| What you are asked to do |
Search for the word "handleBackClick" in the entries. Each line that holds it should be copied.

| Data provided |
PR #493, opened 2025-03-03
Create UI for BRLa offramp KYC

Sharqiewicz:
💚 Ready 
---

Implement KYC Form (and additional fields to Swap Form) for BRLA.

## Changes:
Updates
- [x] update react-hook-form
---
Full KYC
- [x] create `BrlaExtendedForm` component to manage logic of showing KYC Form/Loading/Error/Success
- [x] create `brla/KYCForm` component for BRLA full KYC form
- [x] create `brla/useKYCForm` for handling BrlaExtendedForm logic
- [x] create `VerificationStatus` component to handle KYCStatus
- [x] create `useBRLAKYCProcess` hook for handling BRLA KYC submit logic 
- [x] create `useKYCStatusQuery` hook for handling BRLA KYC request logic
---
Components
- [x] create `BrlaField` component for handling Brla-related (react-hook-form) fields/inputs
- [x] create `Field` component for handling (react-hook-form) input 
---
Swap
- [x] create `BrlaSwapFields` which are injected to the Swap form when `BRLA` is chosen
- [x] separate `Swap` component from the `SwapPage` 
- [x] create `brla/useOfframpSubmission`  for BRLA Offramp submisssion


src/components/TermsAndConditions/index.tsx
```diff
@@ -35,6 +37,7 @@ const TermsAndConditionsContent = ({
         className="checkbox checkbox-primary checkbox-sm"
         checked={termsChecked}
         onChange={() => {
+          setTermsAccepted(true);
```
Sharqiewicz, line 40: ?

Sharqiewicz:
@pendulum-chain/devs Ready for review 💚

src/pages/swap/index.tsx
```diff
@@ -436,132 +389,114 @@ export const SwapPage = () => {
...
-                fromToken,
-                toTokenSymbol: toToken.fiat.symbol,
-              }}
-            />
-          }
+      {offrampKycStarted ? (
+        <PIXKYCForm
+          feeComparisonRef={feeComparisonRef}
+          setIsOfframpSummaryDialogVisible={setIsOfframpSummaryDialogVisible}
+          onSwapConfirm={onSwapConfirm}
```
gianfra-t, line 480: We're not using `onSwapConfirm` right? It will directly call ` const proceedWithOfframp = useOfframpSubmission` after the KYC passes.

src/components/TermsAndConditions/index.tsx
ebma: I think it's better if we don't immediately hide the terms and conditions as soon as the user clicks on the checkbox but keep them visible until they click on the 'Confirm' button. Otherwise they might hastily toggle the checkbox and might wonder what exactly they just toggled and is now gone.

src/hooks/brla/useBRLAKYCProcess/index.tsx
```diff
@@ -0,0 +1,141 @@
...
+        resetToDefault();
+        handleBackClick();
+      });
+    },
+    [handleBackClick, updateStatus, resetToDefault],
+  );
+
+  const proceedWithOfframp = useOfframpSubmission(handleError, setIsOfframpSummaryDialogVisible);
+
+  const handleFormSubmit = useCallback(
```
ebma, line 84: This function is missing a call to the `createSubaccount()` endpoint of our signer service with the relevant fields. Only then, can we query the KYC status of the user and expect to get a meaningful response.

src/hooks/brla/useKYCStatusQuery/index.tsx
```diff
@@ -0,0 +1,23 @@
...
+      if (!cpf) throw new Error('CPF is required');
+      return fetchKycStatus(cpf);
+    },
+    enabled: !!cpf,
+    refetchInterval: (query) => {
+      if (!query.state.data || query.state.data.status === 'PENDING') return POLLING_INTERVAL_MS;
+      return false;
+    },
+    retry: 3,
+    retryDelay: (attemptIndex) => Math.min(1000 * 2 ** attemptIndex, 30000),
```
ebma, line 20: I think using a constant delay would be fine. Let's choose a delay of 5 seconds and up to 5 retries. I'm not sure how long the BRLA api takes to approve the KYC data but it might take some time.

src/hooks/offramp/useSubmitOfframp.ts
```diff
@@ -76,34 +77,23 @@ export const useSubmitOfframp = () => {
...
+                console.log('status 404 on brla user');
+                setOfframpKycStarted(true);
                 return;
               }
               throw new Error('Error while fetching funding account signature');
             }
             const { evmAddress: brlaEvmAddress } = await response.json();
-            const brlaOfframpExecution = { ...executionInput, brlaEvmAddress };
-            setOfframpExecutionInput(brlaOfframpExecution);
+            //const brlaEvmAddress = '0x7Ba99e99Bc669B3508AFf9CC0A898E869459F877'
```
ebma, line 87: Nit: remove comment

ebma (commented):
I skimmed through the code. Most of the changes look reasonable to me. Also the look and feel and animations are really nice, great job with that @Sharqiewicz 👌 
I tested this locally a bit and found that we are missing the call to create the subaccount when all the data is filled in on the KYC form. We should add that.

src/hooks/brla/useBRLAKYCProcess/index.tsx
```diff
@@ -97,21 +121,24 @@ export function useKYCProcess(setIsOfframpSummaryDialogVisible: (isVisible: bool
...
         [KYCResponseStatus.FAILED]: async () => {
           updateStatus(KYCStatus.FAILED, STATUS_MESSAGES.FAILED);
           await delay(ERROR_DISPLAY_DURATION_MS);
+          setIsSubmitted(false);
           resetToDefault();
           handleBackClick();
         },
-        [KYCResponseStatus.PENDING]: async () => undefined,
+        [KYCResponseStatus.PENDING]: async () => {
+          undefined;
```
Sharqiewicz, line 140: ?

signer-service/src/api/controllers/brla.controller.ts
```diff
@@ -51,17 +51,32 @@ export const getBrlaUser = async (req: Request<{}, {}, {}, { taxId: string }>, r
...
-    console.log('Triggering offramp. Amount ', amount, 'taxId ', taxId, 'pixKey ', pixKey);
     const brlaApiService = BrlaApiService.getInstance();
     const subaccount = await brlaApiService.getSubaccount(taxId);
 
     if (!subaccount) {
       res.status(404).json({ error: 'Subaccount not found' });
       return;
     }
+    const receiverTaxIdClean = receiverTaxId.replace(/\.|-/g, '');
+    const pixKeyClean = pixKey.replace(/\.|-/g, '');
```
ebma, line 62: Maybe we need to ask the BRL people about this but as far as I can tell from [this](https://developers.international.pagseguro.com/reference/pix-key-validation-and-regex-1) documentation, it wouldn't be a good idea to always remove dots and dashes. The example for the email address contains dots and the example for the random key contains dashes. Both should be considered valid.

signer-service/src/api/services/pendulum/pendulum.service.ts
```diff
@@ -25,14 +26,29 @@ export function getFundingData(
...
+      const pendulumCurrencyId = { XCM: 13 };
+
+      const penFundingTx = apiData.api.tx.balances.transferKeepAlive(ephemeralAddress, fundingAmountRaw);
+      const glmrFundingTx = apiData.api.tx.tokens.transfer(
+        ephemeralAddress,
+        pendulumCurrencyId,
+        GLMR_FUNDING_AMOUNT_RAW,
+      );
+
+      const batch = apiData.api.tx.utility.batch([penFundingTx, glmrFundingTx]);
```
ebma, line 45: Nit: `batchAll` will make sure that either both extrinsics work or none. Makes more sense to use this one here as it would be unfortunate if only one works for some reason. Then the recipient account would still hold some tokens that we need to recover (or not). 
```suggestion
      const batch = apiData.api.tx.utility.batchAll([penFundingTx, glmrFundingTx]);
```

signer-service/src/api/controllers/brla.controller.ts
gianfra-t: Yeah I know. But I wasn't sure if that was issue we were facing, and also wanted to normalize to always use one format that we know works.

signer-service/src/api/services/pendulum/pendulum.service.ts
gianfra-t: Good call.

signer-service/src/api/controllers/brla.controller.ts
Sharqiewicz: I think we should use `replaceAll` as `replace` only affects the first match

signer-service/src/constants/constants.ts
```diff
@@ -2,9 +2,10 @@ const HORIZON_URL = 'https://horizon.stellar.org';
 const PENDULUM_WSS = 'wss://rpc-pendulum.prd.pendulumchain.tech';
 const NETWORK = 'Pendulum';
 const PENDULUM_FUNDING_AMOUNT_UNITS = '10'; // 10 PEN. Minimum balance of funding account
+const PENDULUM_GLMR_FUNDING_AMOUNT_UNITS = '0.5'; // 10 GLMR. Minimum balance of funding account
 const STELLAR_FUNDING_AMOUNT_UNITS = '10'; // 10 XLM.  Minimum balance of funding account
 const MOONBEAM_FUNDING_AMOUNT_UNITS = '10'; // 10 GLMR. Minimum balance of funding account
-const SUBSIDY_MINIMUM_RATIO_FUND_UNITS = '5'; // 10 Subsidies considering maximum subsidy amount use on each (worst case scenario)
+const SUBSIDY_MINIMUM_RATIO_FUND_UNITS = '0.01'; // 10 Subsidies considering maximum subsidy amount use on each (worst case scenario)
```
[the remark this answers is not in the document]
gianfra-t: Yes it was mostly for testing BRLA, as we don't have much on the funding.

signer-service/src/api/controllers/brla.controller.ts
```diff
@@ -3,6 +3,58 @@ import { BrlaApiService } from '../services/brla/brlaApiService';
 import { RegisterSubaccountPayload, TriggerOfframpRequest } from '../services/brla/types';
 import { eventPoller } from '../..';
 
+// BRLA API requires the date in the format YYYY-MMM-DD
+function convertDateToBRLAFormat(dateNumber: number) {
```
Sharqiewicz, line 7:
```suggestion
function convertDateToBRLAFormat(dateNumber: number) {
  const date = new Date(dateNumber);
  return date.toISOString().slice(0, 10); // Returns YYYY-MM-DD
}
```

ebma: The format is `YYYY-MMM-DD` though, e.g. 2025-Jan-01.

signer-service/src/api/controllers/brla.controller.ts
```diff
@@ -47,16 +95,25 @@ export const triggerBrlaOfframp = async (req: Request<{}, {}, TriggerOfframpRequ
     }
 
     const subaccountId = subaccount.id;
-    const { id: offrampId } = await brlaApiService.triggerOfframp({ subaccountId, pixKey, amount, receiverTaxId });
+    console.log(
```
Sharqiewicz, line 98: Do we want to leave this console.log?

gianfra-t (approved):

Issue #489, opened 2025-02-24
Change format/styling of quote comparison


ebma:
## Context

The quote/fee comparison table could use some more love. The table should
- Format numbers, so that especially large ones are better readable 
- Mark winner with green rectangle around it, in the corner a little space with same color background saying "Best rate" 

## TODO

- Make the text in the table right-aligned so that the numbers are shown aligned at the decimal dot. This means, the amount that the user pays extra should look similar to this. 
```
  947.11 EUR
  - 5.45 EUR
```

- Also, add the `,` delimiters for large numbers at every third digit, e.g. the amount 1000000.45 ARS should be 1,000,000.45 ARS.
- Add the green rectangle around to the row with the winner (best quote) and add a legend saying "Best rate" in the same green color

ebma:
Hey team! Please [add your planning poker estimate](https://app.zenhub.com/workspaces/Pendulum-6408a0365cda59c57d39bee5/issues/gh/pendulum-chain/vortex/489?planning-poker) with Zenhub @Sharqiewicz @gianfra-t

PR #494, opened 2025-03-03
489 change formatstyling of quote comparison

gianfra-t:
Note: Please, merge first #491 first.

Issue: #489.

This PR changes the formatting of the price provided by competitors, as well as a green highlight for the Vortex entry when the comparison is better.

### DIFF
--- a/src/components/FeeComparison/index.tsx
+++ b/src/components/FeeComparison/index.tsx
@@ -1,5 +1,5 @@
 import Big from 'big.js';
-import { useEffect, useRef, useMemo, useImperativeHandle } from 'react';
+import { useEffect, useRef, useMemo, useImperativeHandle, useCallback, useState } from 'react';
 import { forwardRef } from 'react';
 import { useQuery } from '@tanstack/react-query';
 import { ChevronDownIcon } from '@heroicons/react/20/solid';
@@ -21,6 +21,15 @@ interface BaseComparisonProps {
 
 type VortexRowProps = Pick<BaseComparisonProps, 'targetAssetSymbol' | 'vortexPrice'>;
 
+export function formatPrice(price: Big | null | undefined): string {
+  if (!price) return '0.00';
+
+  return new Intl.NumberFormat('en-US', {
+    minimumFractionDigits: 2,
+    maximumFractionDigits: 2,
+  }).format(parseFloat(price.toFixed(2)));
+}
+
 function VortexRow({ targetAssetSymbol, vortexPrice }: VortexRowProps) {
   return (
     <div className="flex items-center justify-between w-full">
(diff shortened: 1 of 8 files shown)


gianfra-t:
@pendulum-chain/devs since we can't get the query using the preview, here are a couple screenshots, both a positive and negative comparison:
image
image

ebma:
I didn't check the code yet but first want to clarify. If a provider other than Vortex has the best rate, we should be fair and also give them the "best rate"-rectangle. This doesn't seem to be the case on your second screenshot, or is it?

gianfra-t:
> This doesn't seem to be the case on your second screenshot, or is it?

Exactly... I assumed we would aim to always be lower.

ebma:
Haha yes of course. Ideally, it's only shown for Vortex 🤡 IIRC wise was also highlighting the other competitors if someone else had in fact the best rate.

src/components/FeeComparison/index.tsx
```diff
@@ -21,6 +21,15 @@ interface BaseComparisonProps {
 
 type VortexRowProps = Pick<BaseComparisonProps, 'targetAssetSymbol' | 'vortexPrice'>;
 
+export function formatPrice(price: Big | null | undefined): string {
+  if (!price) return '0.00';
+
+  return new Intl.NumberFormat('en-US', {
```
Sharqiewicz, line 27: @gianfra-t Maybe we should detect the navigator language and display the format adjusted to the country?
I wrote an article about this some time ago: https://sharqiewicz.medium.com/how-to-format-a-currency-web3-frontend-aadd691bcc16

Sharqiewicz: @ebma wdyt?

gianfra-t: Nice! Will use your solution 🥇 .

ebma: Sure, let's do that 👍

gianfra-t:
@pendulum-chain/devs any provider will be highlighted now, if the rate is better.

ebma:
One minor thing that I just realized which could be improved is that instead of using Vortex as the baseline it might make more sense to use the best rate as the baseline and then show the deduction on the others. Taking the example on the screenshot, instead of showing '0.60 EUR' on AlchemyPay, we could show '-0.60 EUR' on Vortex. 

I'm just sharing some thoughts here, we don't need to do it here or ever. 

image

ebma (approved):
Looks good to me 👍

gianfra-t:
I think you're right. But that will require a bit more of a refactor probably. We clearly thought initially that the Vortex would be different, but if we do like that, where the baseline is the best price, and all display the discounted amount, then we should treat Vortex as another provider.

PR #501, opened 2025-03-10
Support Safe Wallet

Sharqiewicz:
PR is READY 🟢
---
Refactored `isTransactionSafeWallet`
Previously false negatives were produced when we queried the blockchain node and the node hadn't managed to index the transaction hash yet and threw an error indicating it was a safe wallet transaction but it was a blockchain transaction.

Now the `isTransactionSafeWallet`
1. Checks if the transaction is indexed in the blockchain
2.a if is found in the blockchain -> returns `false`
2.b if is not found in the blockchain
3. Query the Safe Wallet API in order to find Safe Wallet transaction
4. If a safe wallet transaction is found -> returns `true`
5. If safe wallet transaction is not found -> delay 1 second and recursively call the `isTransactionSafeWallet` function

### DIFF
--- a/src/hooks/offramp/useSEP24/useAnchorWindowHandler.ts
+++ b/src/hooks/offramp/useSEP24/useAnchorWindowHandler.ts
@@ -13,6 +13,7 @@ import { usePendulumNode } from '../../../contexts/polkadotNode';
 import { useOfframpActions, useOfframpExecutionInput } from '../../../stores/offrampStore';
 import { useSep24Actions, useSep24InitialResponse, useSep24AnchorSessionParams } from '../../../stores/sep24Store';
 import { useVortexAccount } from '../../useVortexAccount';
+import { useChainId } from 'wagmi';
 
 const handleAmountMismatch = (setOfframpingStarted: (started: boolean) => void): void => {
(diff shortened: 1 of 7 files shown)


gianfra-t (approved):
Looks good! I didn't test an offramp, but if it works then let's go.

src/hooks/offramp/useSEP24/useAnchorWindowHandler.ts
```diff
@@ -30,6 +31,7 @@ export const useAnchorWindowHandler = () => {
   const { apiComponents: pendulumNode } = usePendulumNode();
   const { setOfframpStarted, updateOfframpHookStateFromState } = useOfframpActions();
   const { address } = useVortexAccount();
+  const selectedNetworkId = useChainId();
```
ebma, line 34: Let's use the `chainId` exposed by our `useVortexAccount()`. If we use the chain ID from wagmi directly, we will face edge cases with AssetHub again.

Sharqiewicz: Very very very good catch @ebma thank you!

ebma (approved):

| Solution to this problem |
+        handleBackClick();
+    [handleBackClick, updateStatus, resetToDefault],
           handleBackClick();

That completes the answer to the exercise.